There is surely no reason to suppose that the actions of scientists and tycoons at this moment are less trancelike than those of the Dagwood commuter. Physics is now, directly, politics. But the physicist can't any more get reasonableness and order into atomic politics than a university president can get them into mass education. The sort of rationalism and order which finally recommends itself to these men is that which Fortune pumps for. The rationalism of the machine. It is a pseudo-order. But, they say, "it's the best we can get now." And it's quite true that once the bulk of society has been pulped into passivity by brainless routines imposed from above by industrial logic, then the greatest philosopher-king would be a tyrant such as Priscus Tarquin.

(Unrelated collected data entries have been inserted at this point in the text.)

PR #3732, opened 2019-05-02
Issue 3715: replaced the non thread safe map with SimpleMeterRegistry

### LINKED ISSUE #3715: Sporadic failure in EndToEndStatsTest.testStatsCount
**Problem description**
Observed Travis failure in `EndToEndStatsTest` integration test:
```
io.pravega.test.integration.endtoendtest.EndToEndStatsTest > testStatsCount FAILED
        at io.pravega.test.integration.endtoendtest.EndToEndStatsTest.testStatsCount(EndToEndStatsTest.java:117)
```

**Problem location**
`EndToEndStatsTest`

Fix the test.

kevinhan88:
**Change log description**  
Replaced the non-thread safe map inside the TestStatsRecorder with solid SimpleMeterRegistry to fix the sporadic multi-threading failure.

**Purpose of the change**  
Fixes #3715 

**What the code does**  
1. Inside `EndToEndStatsTest.TestStatsRecorder`, replaces the non thread safe map with Micrometer `SimpleMeterRegistry`.
2. Use Micrometer API to retrieve counters, instead of the unsafe map get operation.
3. Added `SEGMENT_WRITE_BYTES` tests, in addition to the existing `SEGMENT_WRITE_EVENTS` tests.
4. Added a set to hold strong references to metric objects, to further consolidate the code for the most intensive runtime environment.

**How to verify it**  
Integration test should pass, no matter how many times it repeats.
(The old implementation usually fails after a few hundreds repeats)

### DIFF
--- a/test/integration/src/test/java/io/pravega/test/integration/endtoendtest/EndToEndStatsTest.java
+++ b/test/integration/src/test/java/io/pravega/test/integration/endtoendtest/EndToEndStatsTest.java
@@ -39,8 +39,9 @@ import io.pravega.test.common.TestUtils;
 import io.pravega.test.common.TestingServerStarter;
 import io.pravega.test.integration.demo.ControllerWrapper;
 import java.time.Duration;
-import java.util.HashSet;
-import java.util.Set;
+import java.util.Collections;
+import java.util.LinkedList;
+import java.util.List;
 import lombok.Cleanup;
 import lombok.Getter;
 import lombok.extern.slf4j.Slf4j;
@@ -141,9 +142,9 @@ public class EndToEndStatsTest {
         @Getter
         SimpleMeterRegistry registry = new SimpleMeterRegistry();
 
-        // A set to keep strong references to metric objects, as caching is skipped in the test.
+        // A placeholder to keep strong references to metric objects, as caching is skipped in the test.
         // Note Micrometer registry holds weak references only, so there is chance metric objects without strong references might be garbage collected.
-        private Set<Meter> metrics = new HashSet<>();
+        private List<Meter> references = Collections.synchronizedList(new LinkedList<Meter>());
 
         @Override
         public void createSegment(String streamSegmentName, byte type, int targetRate, Duration elapsed) {
@@ -170,8 +171,8 @@ public class EndToEndStatsTest {
             if (!StreamSegmentNameUtils.isTransactionSegment(streamSegmentName)) {
                 Counter eventCounter = registry.counter(SEGMENT_WRITE_EVENTS, segmentTags(streamSegmentName));
                 Counter byteCounter = registry.counter(SEGMENT_WRITE_BYTES, segmentTags(streamSegmentName));
-                metrics.add(eventCounter);
-                metrics.add(byteCounter);
+                references.add(eventCounter);
+                references.add(byteCounter);
                 eventCounter.increment(numOfEvents);
                 byteCounter.increment(dataLength);
             }
@@ -181,8 +182,8 @@ public class EndToEndStatsTest {
         public void merge(String streamSegmentName, long dataLength, int numOfEvents, long txnCreationTime) {
             Counter eventCounter = registry.counter(SEGMENT_WRITE_EVENTS, segmentTags(streamSegmentName));
             Counter byteCounter = registry.counter(SEGMENT_WRITE_BYTES, segmentTags(streamSegmentName));
-            metrics.add(eventCounter);
-            metrics.add(byteCounter);
+            references.add(eventCounter);
+            references.add(byteCounter);
             eventCounter.increment(numOfEvents);
             byteCounter.increment(dataLength);
         }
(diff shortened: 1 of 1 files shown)


test/integration/src/test/java/io/pravega/test/integration/endtoendtest/EndToEndStatsTest.java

So the process of renewal can't come from above. It can only take the form of reawakened critical faculties. The untrancing of millions of individuals by millions of individual acts of the will. Psychological decentralization. A merely provisional image of how it might (not how it should) occur could be formed by supposing every mechanical agency of communication in the world to be suspended for six months. No press. No radio. No movies. Just people finding out who lived near them. Forming small communities within big cities. It would be agony. All psychological drugs cut off. No capsulated thoughts or melodies. To say that anything like this could never happen, or that it should never be allowed to happen is a remark worthy of those mesmerized practical men who are efficiently arranging for the obsequies of our world's mind and body alike, If something like this doesn't happen it is quite plain what will happen.

The only practical problem which remains today is that of restoring human dimensions so that a merely human order can be come relevant and practical once more. It is obvious that, humbly envisaged, the machine could have helped to do this, But any rational hope in that quarter is now gone. The machine is power. And practical politics mean quite simply that the machine must assume increasingly its most powerful form. The shape and rational form of man is now irrelevant. The will of all society has persisted in this direction for more than a century. Enthusiastic abdication on behalf of the machine. Eager embrace of man when deloused of his humanity by technics. That is the impatient wish, the wider hope embedded in the Luce publications examined here.

Thus, announcing Life as "America's most potent editorial force" in the January 1940 issue, Fortune tells us that after 20,000 interviews it is possible now "to replace undependable conjecture with dependable knowledge," and also that Life has 19,800,000 readers. Such absurd knowledge is a type of the dependable bomb proof coffins which are now ready for all of us. The abject ant-like industry by which this "knowledge" is acquired is worthy of the mortician-like smile with which it is communicated and employed. Wherever this kind of certitude is sought or valued will be found a socially destructive force and hatred of man. It is time we knew how to recognize the universal new flunkeyism. That of the human beings who, contemptuous of their own humanity, professedly look for a serial number and hope to get a hair of the dog that bit them.